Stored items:
PR #1370, opened 2026-08-06
feat(watchlists): UAT batch 4 — readable reader, humane timestamps, check-now feedback (tasks 2307/2308/2309)

rmusser01:
## What (UAT batch 4 of 5 — tasks 2307, 2308, 2309)

Fourth batch from the 2026-08-04 sr-UX/HCI UAT (findings F19/F20/F24/F26/F27/F41, filed in #1335).

**task-2307 — the reader shows prose, not markup.** Feed bodies were rendered verbatim: `<p>Article URL: <a href="…">…</a></p>` literally on screen. New `Subscriptions/html_text.py` converts HTML to display text at *render* time (the stored body stays the honest capture of what the feed served, and every already-persisted item holds HTML). It **converts rather than sanitizes** — no allow-list that can fail open — and keeps link destinations visible as ordinary text, because a terminal reader who cannot see the address cannot judge it. `strip_control_characters` closes the hole `Text.append` leaves open: Rich writes segment text to the terminal verbatim, so a raw ESC in a feed body would otherwise paint a real OSC-8 hyperlink whose visible label is attacker-chosen.

**task-2308 — humane timestamps and real publish dates.** Sources/Items/Runs showed raw ISO-8601 with microseconds in UTC. Now local, human-scale, via one shared formatter — including the snapshot viewer's `created_at`, which sat next to an already-humanized byline. The Items column also showed *ingest* time (identical to the microsecond on every row from one check) where users need the item's **publish** time; it now shows publish, falling back honestly when a feed omits it.

**task-2309 — check-now has a pulse.** Immediate acknowledgment, a busy state mirrored on both trigger paths (Sources toolbar and Inspector), completion signals covering failure, and a debounce so a second press can't queue duplicate work.

## What review found (and why it mattered)

- **CRITICAL:** switching tabs mid-check cancelled the worker through Textual's unmount path, and since `CancelledError` is a `BaseException` on 3.11+, the pipeline's `except Exception` never saw it — the run row was stranded at `running` **forever**, silently. Fixed by catching it explicitly and recording an honest terminal state before re-raising. Durability was then verified *by construction*, not by observation: Textual delivers exactly one `.cancel()`, and the DB write is a synchronous transaction with no interruptible inner await, so the "cancelled" record cannot itself be cancelled mid-write.
- The two-layer fix then **doubled a side effect** — one cancelled check filed two identical notification rows (the run row was fine; it's an idempotent UPDATE). Redundancy is safe for idempotent writes and unsafe for emitting ones; the outer layer now checks for a terminal status first, with defense-in-depth re-verified by disabling the inner layer.
- Control-stripping stopped at the reader while **OPML import is a live delivery path** for C1 control bytes (a single-byte CSI parses fine through XML where raw ESC does not). Extended to 8 cell sites, then to the snapshot viewer's scraped page body — the highest-risk remote string in the feature, one function away from a line this batch had already edited.
- **Three coverage seams** landed exactly where predicted: this batch was authored by one implementer and tested by another after a rate limit, and mutation-gutting the self-closed-tag handler, the markdown control-strip branch, and the Expand button's pane wiring each left the entire suite green. Code correct, nothing guarding it — now tested.

## Verification

**Whole-branch review + 2 rounds; 18 mutations, all RED, all restores md5 byte-exact.** Counts: 405 passed across the 14 relevant files, 61 on the touched service layer, 25 on the round-2 files; `--collect-only` 9690 collected, zero errors. The one failing case (`_delete_item`) is pre-existing on dev and filed as task-2330. **Live-verified** against a real feed: readable prose with the URL visible, 20 distinct publish dates where one repeated ingest timestamp used to be, "Checking…" mirrored on both buttons, and — with a deliberately slow endpoint — a navigate-away mid-check logging `Check cancelled: navigated away before it finished.` and reaching `failed` instead of hanging at `running`.

**Honest gap:** task-2307's AC#2 (reader Expand affordance) is **unchecked** — the button posts its message but no screen handler exists yet. Recorded rather than claimed.

---
## Summary by cubic
Improves Watchlists readability and feedback: the reader now renders safe, readable prose (preserving angle‑bracket autolinks), timestamps are humanized with real publish dates, “Check now” shows instant ack, busy state, completion, and debounce, and the Reader’s Expand control now works. Addresses Linear tasks 2307, 2308, and 2309.

- **New Features**
  - Reader converts feed HTML to plain text via `Subscriptions/html_text.py`; links are visible, control bytes are stripped, and `<https://…>` autolinks are preserved; snapshot viewer body uses the same `readable_body_text` (task-2307).
  - Unified `humane_timestamp` in `UI/Watchlists_Modules/humane_time.py`; all Watchlists tables show local, human-scale times; Items prefer `published_date` with an honest “added <time>” fallback; snapshot header is humanized (task-2308).
  - “Check now” posts an immediate ack, shows busy state on both `SourcesPane` and `InspectorPane`, and emits completion/failure toasts; `_checks_in_flight` debounces duplicate presses and workers run in a named group (task-2309).
  - Reader Expand is wired to region solo; the button now toggles the layout and reflects the current state (task-2307).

WHAT YOU HAVE TO DO: Your answer must be a single number: the count of lines in the data that contain the string "tasks".

TASK ANSWER: 3